Zusätzlich müssen unter anderem folgende Kriterien erfüllt sein:

  • Andere Therapieoptionen weitgehend ausgeschöpft
  • in der Vorbereitungs-Angiographie kein Nachweis eines Refluxes einer Anreicherung in andere Organbereiche
  • Shuntvolumen zwischen Leber und Lunge < 20%
  • erhaltene Leberfunktion
  • Führende Tumorlast in der Leber
Welche weiteren Voruntersuchungen sind nötig?

Dem Eingriff selbst geht zunächst eine Prüfung der Indikation auf Basis aller vorliegenden Bild- und Therapieverläufe voraus. Dies erfolgt nach intersiziplinärer Absprache mit behandelnden Onkologen, Chirurgen und Strahlentherapeuten meist im Rahmen eines interdisziplinären Tumorboards.

Stellt sich hierbei heraus, dass die SIRT Behandlung tatsächlich eine viel versprechende Option darstellt, sind weitere Untersuchungen nötig, für die die Patienten auf unsere Station DR7 stationär einbestellt werden.

Während dieses in der Regel zwei- bis dreitägigen Aufenthalts werden neben einer ausführlichen Bestimmung von Laborwerten eine MRT der Leber sowie eine CT des Brust- und Bauchraumes durchgeführt. Die beiden letztgenannten Untersuchungen haben zum Ziel, die aktuelle Ausdehnung und Ausprägung des Leberbefalls nocheinmal zum aktuellen Zeitpunkt festzustellen.

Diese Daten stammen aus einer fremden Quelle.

PR #1512, opened 2026-04-30
feat: Add error handling for failed file entries in TaskNotificationMenu

ricofurtado:
This pull request primarily improves the handling and display of task errors in the UI and updates TypeScript and package configuration for better compatibility and stricter typing. The most significant changes include surfacing failed file entries in the task notification menu, updating the TypeScript configuration to use the latest JSX transform, and marking several dependencies as peer dependencies in the lockfile for improved package management.

**UI Improvements:**

* The `TaskNotificationMenu` component now displays detailed error information for tasks with failed file entries by rendering the `TaskErrorContent` component when applicable.

**TypeScript and Build Configuration:**

* Updated `tsconfig.json` to use `"jsx": "react-jsx"` for the new JSX transform, and reformatted the file for better readability. 

## Summary by CodeRabbit

* **New Features**
  * Active Tasks now display error details inline for tasks with failures; error panels are visible and can be expanded directly within the task list.

* **Chores**
  * Frontend TypeScript config switched to the newer JSX transform to improve JSX handling and build consistency.

[Review Change Stack](https://app.coderabbit.ai/change-stack/langflow-ai/openrag/pull/1512)

### DIFF
--- a/frontend/components/task-notification-menu.tsx
+++ b/frontend/components/task-notification-menu.tsx
@@ -387,6 +387,11 @@ export function TaskNotificationMenu() {
                               mode="recent"
                               showHeader={false}
                               defaultExpanded={true}
+                              expandTrigger={
+                                selectedTaskId === task.task_id
+                                  ? selectedTaskTrigger
+                                  : 0
+                              }
                             />
                           </div>
                         )}
--- a/frontend/components/task-notification-menu.tsx
+++ b/frontend/components/task-notification-menu.tsx
@@ -380,6 +380,16 @@ export function TaskNotificationMenu() {
                             </Button>
                           </div>
                         )}
+                        {hasFailedFileEntries(task) && (
+                          <div className="mt-3">
+                            <TaskErrorContent
+                              task={task}
+                              mode="recent"
+                              showHeader={false}
+                              defaultExpanded={true}
+                            />
+                          </div>
+                        )}
                       </CardContent>
                     )}
                   </Card>
--- a/frontend/tsconfig.json
+++ b/frontend/tsconfig.json
@@ -1,11 +1,7 @@
 {
   "compilerOptions": {
     "target": "ES2017",
-    "lib": [
-      "dom",
-      "dom.iterable",
-      "esnext"
-    ],
+    "lib": ["dom", "dom.iterable", "esnext"],
     "allowJs": true,
     "skipLibCheck": true,
     "strict": true,
@@ -23,9 +19,7 @@
       }
     ],
     "paths": {
-      "@/*": [
-        "./*"
-      ]
+      "@/*": ["./*"]
     }
   },
   "include": [
@@ -35,7 +29,5 @@
     ".next/types/**/*.ts",
     ".next/dev/types/**/*.ts"
   ],
-  "exclude": [
-    "node_modules"
-  ]
+  "exclude": ["node_modules"]
 }
--- a/frontend/tsconfig.json
+++ b/frontend/tsconfig.json
@@ -1,7 +1,11 @@
 {
   "compilerOptions": {
     "target": "ES2017",
-    "lib": ["dom", "dom.iterable", "esnext"],
+    "lib": [
+      "dom",
+      "dom.iterable",
+      "esnext"
+    ],
     "allowJs": true,
     "skipLibCheck": true,
     "strict": true,
@@ -11,7 +15,7 @@
     "moduleResolution": "bundler",
     "resolveJsonModule": true,
     "isolatedModules": true,
-    "jsx": "preserve",
+    "jsx": "react-jsx",
     "incremental": true,
     "plugins": [
       {
@@ -19,7 +23,9 @@
       }
     ],
     "paths": {
-      "@/*": ["./*"]
+      "@/*": [
+        "./*"
+      ]
     }
   },
   "include": [
@@ -29,5 +35,7 @@
     ".next/types/**/*.ts",
     ".next/dev/types/**/*.ts"
   ],
-  "exclude": ["node_modules"]
+  "exclude": [
+    "node_modules"
+  ]
 }
--- a/frontend/package-lock.json
+++ b/frontend/package-lock.json
@@ -1533,6 +1533,7 @@
       "integrity": "sha512-6TyEnHgd6SArQO8UO2OMTxshln3QMWBtPGrOCgs3wVEmQmwyuNtB10IZMfmYDE0riwNR1cu4q+pPcxMVtaG3TA==",
       "devOptional": true,
       "license": "Apache-2.0",
+      "peer": true,
       "dependencies": {
         "playwright": "1.57.0"
       },
@@ -2903,6 +2904,7 @@
       "integrity": "sha512-yCAeZl7a0DxgNVteXFHt9+uyFbqXGy/ShC4BlcHkoE0AfGXYv/BUiplV72DjMYXHDBXFjhvr6DD1NiRVfB4j8g==",
       "dev": true,
       "license": "MIT",
+      "peer": true,
       "dependencies": {
         "undici-types": "~6.21.0"
       }
@@ -2918,6 +2920,7 @@
       "resolved": "https://registry.npmjs.org/@types/react/-/react-19.1.12.tgz",
       "integrity": "sha512-cMoR+FoAf/Jyq6+Df2/Z41jISvGZZ2eTlnsaJRptmZ76Caldwy1odD4xTr/gNV9VLj0AWgg/nmkevIyUfIIq5w==",
       "license": "MIT",
+      "peer": true,
       "dependencies": {
         "csstype": "^3.0.2"
       }
@@ -2928,6 +2931,7 @@
       "integrity": "sha512-qXRuZaOsAdXKFyOhRBg6Lqqc0yay13vN7KrIg4L7N4aaHN68ma9OK3NE1BoDFgFOTfM7zg+3/8+2n8rLUH3OKQ==",
       "devOptional": true,
       "license": "MIT",
+      "peer": true,
       "peerDependencies": {
         "@types/react": "^19.0.0"
       }
@@ -2992,6 +2996,7 @@
       "integrity": "sha512-klQbnPAAiGYFyI02+znpBRLyjL4/BrBd0nyWkdC0s/6xFLkXYQ8OoRrSkqacS1ddVxf/LDyODIKbQ5TgKAf/Fg==",
       "dev": true,
       "license": "MIT",
+      "peer": true,
       "dependencies": {
         "@typescript-eslint/scope-manager": "8.56.1",
         "@typescript-eslint/types": "8.56.1",
@@ -3579,6 +3584,7 @@
       "integrity": "sha512-UVJyE9MttOsBQIDKw1skb9nAwQuR5wuGD3+82K6JgJlm/Y+KI92oNsMNGZCYdDsVtRHSak0pcV5Dno5+4jh9sw==",
       "dev": true,
       "license": "MIT",
+      "peer": true,
       "bin": {
         "acorn": "bin/acorn"
       },
@@ -4081,6 +4087,7 @@
         }
       ],
       "license": "MIT",
+      "peer": true,
       "dependencies": {
         "caniuse-lite": "^1.0.30001737",
         "electron-to-chromium": "^1.5.211",
@@ -4938,6 +4945,7 @@
       "integrity": "sha512-VmQ+sifHUbI/IcSopBCF/HO3YiHQx/AVd3UVyYL6weuwW+HvON9VYn5l6Zl1WZzPWXPNZrSQpxwkkZ/VuvJZzg==",
       "dev": true,
       "license": "MIT",
+      "peer": true,
       "dependencies": {
         "@eslint-community/eslint-utils": "^4.8.0",
         "@eslint-community/regexpp": "^4.12.1",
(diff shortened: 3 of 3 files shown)


mpawlow:
@coderabbitai full review

frontend/components/task-notification-menu.tsx
```diff
@@ -380,6 +380,16 @@ export function TaskNotificationMenu() {
                             </Button>
                           </div>
                         )}
+                        {hasFailedFileEntries(task) && (
```
mpawlow, line 383: ### (a) [Minor] UX: Active tasks force all error logs open simultaneously

- Note: This is Minor. Please feel free to ignore or optionally implement.

#### Problem

- In the **Recent Tasks** and **Past Tasks** sections, `TaskErrorContent` is rendered with `defaultExpanded={shouldExpandDetails}`, where `shouldExpandDetails` is computed to be `true` for at most **one** task at a time — the explicitly selected task or the most recent failure.
- The new Active Tasks block unconditionally passes `defaultExpanded={true}`, meaning **every** active task that has even one failed file entry starts with its full error log expanded.
- In concurrent-upload scenarios (e.g. multiple connectors syncing simultaneously, each with partial file failures), every card in the Active Tasks list will render with an open accordion. The notification panel becomes dominated by expanded failure logs, making it difficult to see the task status overview or reach the Cancel button without scrolling.
- The expansion state is local to each `TaskErrorContent` instance, so when the parent component remounts (e.g. polling updates cause a list reconciliation), all logs re-expand, potentially overriding a deliberate user collapse.

#### Potential Solution

Compute a `shouldExpandDetails` equivalent for active tasks and pass it:

```tsx
const mostRecentActiveFailureTaskId =
  activeTasks.find((t) => hasFailedFileEntries(t))?.task_id ?? null;

// Inside activeTasks.map(...):
const shouldExpandDetails =
  selectedTaskId === task.task_id ||
  (!selectedTaskId && task.task_id === mostRecentActiveFailureTaskId);

{hasFailedFileEntries(task) && (
  <div className="mt-3">
    <TaskErrorContent
      task={task}
      mode="recent"
      showHeader={false}
      defaultExpanded={shouldExpandDetails}
      expandTrigger={shouldExpandDetails ? selectedTaskTrigger : 0}
    />
  </div>
)}
```

This aligns active task behavior with recent/past task sections and ensures only one log is open at a time by default.

#### Alternative Solutions

- **Alt 1:** Always start collapsed (`defaultExpanded={false}`) for active tasks; the progress grid already shows the `{failed}` count in red, giving a clear signal without the full log taking space.
- **Alt 2:** Keep `defaultExpanded={true}` but cap it to the first active task with failures, equivalent to a null-coalescing guard: `defaultExpanded={task.task_id === activeTasks.find(hasFailedFileEntries)?.task_id}`.

frontend/components/task-notification-menu.tsx
```diff
@@ -380,6 +380,16 @@ export function TaskNotificationMenu() {
...
+                          <div className="mt-3">
+                            <TaskErrorContent
```
mpawlow, line 385: ### (b) [Normal] `expandTrigger` prop omitted for active task error content

#### Problem

- Every other invocation of `TaskErrorContent` with `showHeader={false}` in the same file passes an `expandTrigger` prop tied to `selectedTaskTrigger`:
  ```tsx
  expandTrigger={shouldExpandDetails ? selectedTaskTrigger : 0}
  ```
- The new Active Tasks block omits `expandTrigger` entirely, so `TaskErrorContent` uses its default of `0` (constant) for this prop.
- Consequence: if a user navigates to an active task via `selectedTaskId` (e.g. clicking a notification banner), the re-expansion mechanism that `expandTrigger` drives will not fire for active tasks. The `useEffect` in `TaskErrorContent` depends on `expandTrigger` changing to force re-expand, so programmatic re-triggers are silently swallowed.
- This creates a subtle but observable inconsistency: the same "select this task" action expands the error log in the Recent/Past sections but has no visible effect in the Active section.

#### Code References

- `frontend/components/task-notification-menu.tsx`, lines 470–478 (recent equivalent with `expandTrigger`)
- `frontend/components/task-notification-menu.tsx`, lines 555–563 (past equivalent with `expandTrigger`)
- `frontend/components/task-error-content.tsx`, lines 33–37 (`useEffect` dependency on `expandTrigger`)

#### Potential Solution

Add the missing prop, consistent with the recent/past task pattern:

```tsx
<TaskErrorContent
  task={task}
  mode="recent"
  showHeader={false}
  defaultExpanded={shouldExpandDetails}
  expandTrigger={shouldExpandDetails ? selectedTaskTrigger : 0}
/>
```

mpawlow, line 385: ### (c) [Minor] Error log shown in Active Tasks creates visual redundancy and potential UX confusion

#### Problem

- Active tasks (status `pending | running | processing`) already surface per-file failure counts through the progress breakdown grid:
  ```tsx
  <span className="text-red-600">
    {progress.detailed.failed} failed
  </span>
  ```
  This gives the user an immediate count of failures while the task is still running.
- The new `TaskErrorContent` block renders a second representation of the same information (per-file error messages) immediately below, while the spinner icon in the card header continues to show the task as still **running**.
- Presenting detailed failure log content alongside "running" status indicators can mislead users into thinking the entire task has failed, when it may still be actively processing remaining files. The `TaskErrorContent` component uses red destructive styling with an `XCircle` icon in its header-enabled form — even without the header, the accordion trigger reads `{failedCount} failed` in `text-destructive`, creating a failed-task visual language inside a card that simultaneously shows a blue animated spinner.
- There is no parallel in the codebase: terminal tasks (failed/error status) receive `TaskErrorContent` without a progress section; completed-with-partial-failures tasks receive it after status-based routing. Active tasks are unique in receiving both.

#### Code References

- `frontend/components/task-notification-menu.tsx`, lines 332–392 (full active task card body with both blocks)
- `frontend/components/task-notification-menu.tsx`, lines 337–363 (existing progress grid already shows failed count)
- `frontend/components/task-error-content.tsx`, lines 96–103 (accordion trigger uses `text-destructive` styling)

#### Potential Solution

- Consider showing the `TaskErrorContent` block only once the task has reached a terminal state, which is already handled by the Recent/Past sections. For in-progress tasks, the existing progress grid (which already shows failure counts) is sufficient.
- If real-time per-file error detail during active tasks is a product requirement, add a visual cue (e.g. a note saying "task still in progress") to disambiguate running-with-failures from fully-failed, and consider collapsing by default (see Issue a).

#### Alternative Solutions

- **Alt 1 (preferred):** Remove the new `hasFailedFileEntries` block from the Active Tasks section entirely. When the task transitions to `completed` or `failed`, the Recent/Past sections pick it up and surface the error content there.
- **Alt 2:** Keep the block but wrap it with a label such as "Partial failures so far" to distinguish it from a terminal failure display, and default it to collapsed.

frontend/tsconfig.json
```diff
@@ -11,15 +15,17 @@
     "moduleResolution": "bundler",
     "resolveJsonModule": true,
     "isolatedModules": true,
-    "jsx": "preserve",
+    "jsx": "react-jsx",
```
mpawlow, line 14: ### (d) [Minor] `tsconfig.json` `jsx` mode conflicts with Next.js recommended setting

- I've been noticing the value flip-flopping between other PRs
   - It might be related to installed Node.js runtime version
   - Probably need to get a consensus from the team regarding what the value should be

#### Problem

- The `jsx` compiler option was changed from `"preserve"` to `"react-jsx"`.
- Next.js [recommends `"jsx": "preserve"`](https://nextjs.org/docs/pages/api-reference/config/typescript) for all Next.js TypeScript projects. The reason is that Next.js (via SWC or Babel) is responsible for transforming JSX at build time, and TypeScript is configured with `"noEmit": true` — TypeScript performs type-checking only and never emits transformed code.
- With `"noEmit": true` the runtime impact of this change is zero: TypeScript will not produce output files regardless of the `jsx` setting. However, the TypeScript language server and IDE tooling will now model JSX using the automatic runtime (`react/jsx-runtime`) rather than the classic `React.createElement` path.
- If any other tooling in the pipeline (Babel plugins, custom webpack transforms) reads `tsconfig.json`'s `jsx` value, the new setting could produce unexpected interactions.
- The change is otherwise benign for a React 17+ / React 19 project and `"react-jsx"` is arguably more accurate for type-checking. But deviating from the documented Next.js convention without a comment documenting the rationale is a maintainability concern.

#### Potential Solution

- Revert to `"jsx": "preserve"` unless there is a specific IDE type-checking failure that this change is meant to fix. If the change is intentional, add a comment to `tsconfig.json` (or the PR description) explaining why the Next.js default was overridden.

mpawlow (changes requested):
@ricofurtado 

## Code Review 1

- See PR comments: (a) to (d)
- All **Minor** (optional consideration) except (b) which is worth addressing
- Will defer to @mfortman11 here for overall UX / UI feedback

frontend/components/task-notification-menu.tsx
ricofurtado: Implemented

frontend/tsconfig.json
```diff
@@ -1,7 +1,11 @@
 {
   "compilerOptions": {
     "target": "ES2017",
-    "lib": ["dom", "dom.iterable", "esnext"],
+    "lib": [
```
mpawlow: ### (2b) [Normal] `tsconfig.json` JSON reformatting conflicts with Biome formatter and may fail CI

### Problem

- The PR reformats `tsconfig.json` arrays from single-line to multi-line
- Biome is configured as the project formatter (`biome.json`) and is set to process all file types (`"ignoreUnknown": false`). Biome formats JSON files by default, applying its own line-length heuristic (default print width: 80 chars).
- CodeRabbit's earlier automated review also explicitly flagged this: *"Fix Biome formatting to unblock the CI pipeline."*


### Potential Solution

Run Biome's formatter on the file before committing:
```bash
cd frontend && npx biome format --write tsconfig.json
```
Then commit the result. Biome will normalize the arrays back to single-line (or whatever its canonical output is), and subsequent `biome check .` runs will pass.

frontend/components/task-notification-menu.tsx
mpawlow: ### (2a) [Minor] `expandTrigger` fix causes unintended accordion re-expansion on task deselection

### Problem

- The fix wires `expandTrigger` to `selectedTaskTrigger` when `selectedTaskId === task.task_id`, and to `0` otherwise:
  ```tsx
  expandTrigger={
    selectedTaskId === task.task_id
      ? selectedTaskTrigger
      : 0
  }
  ```
- The `TaskErrorContent` `useEffect` re-expands the accordion whenever either `defaultExpanded` **or** `expandTrigger` changes and `defaultExpanded` is truthy:
  ```tsx
  useEffect(() => {
    if (defaultExpanded) {
      setIsExpanded(true);
    }
  }, [defaultExpanded, expandTrigger]);
  ```
- Because `defaultExpanded={true}` is hardcoded (always truthy), **any** change in `expandTrigger` — including the transition from a non-zero value back to `0` — triggers the effect and forcibly re-opens the accordion.
- Concrete failure scenario:
  - User selects active task A → `expandTrigger` becomes `selectedTaskTrigger` (e.g., `1`)
  - User manually collapses task A's error log (`isExpanded = false`)
  - User then selects active task B → `selectedTaskId` moves to B, `selectedTaskTrigger` increments to `2`
  - For task A: `expandTrigger` changes from `1` to `0` (a real dependency change)
  - The `useEffect` fires; `defaultExpanded` is `true`, so `setIsExpanded(true)` is called
  - Task A's error log re-opens, overriding the user's explicit collapse action
- The Recent/Past task sections avoid this by coupling `defaultExpanded` to `shouldExpandDetails`:
  ```tsx
  defaultExpanded={shouldExpandDetails}
  expandTrigger={shouldExpandDetails ? selectedTaskTrigger : 0}
  ```
  When `shouldExpandDetails` becomes `false`, the `useEffect` fires but `if (defaultExpanded)` is `false`, so the accordion is left in whatever state the user set.

### Code References

- `frontend/components/task-notification-menu.tsx`, lines 389–394 (new `expandTrigger` prop)
- `frontend/components/task-error-content.tsx`, lines 32–37 (`useState` + `useEffect` expansion logic)
- Compare with Recent Tasks pattern at lines 429–433 and Past Tasks pattern at lines 509–512

### Potential Solution

Align active tasks with the pattern used in Recent/Past sections by computing `shouldExpandDetails` before the map and coupling `defaultExpanded` to it:

```tsx
// Compute once before activeTasks.map(...)
const mostRecentActiveFailureTaskId =
  activeTasks.find((t) => hasFailedFileEntries(t))?.task_id ?? null;

// Inside activeTasks.map(...)
const shouldExpandDetails =
  selectedTaskId === task.task_id ||
  (!selectedTaskId && task.task_id === mostRecentActiveFailureTaskId);

{hasFailedFileEntries(task) && (
  <div className="mt-3">
    <TaskErrorContent
      task={task}
      mode="recent"
      showHeader={false}
      defaultExpanded={shouldExpandDetails}
      expandTrigger={shouldExpandDetails ? selectedTaskTrigger : 0}
    />
  </div>
)}
```

This eliminates the re-expansion regression because when `shouldExpandDetails` becomes `false`, `defaultExpanded` is also `false`, so the `useEffect` fires but does not forcibly re-open the accordion.

mpawlow (changes requested):
@ricofurtado 

## Code Review 2

- See PR comments (2a), (2b)

frontend/tsconfig.json
ricofurtado: Done

mpawlow (approved):
## Code Review 3

- ✅  Approved / LGTM  🚀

Im Anschluß erfolgt eine Evaluationsangiographie, hierbei wird die Gefäßversorgung der Leber mittels einer Gefäßdarstellung (Angiographie) unter Durchleuchtung sichtbar gemacht. Dies geschieht  –wie später bei der Therapie auch- durch das Einführen eines kleinen Katheters in die Leiste, der bis in die Leberregion vorgeschoben wird.

Gefäße der Leber die einen atypischen Verlauf zeigen und zu anderen Organen führen und damit für die SIRT ein Problem darstellen, können so frühzeitig erkannt und ggf. verschlossen werden. Zudem wird im Rahmen dieser Untersuchung die eigentliche Therapie durch Einspritzen eines radioaktiven Stoffes mit ähnlichen Eigenschaften wie die therapeutischen Mikrosphären simuliert. Diese Substanz enthält jedoch keine schädigende Strahlung. Es kann somit die Verteilung der eigentlichen Therapiesubstanz im Vorfeld abgeschätzt werden und ein Durchfluss (Shunt) in die Lunge ausgeschlossen werden.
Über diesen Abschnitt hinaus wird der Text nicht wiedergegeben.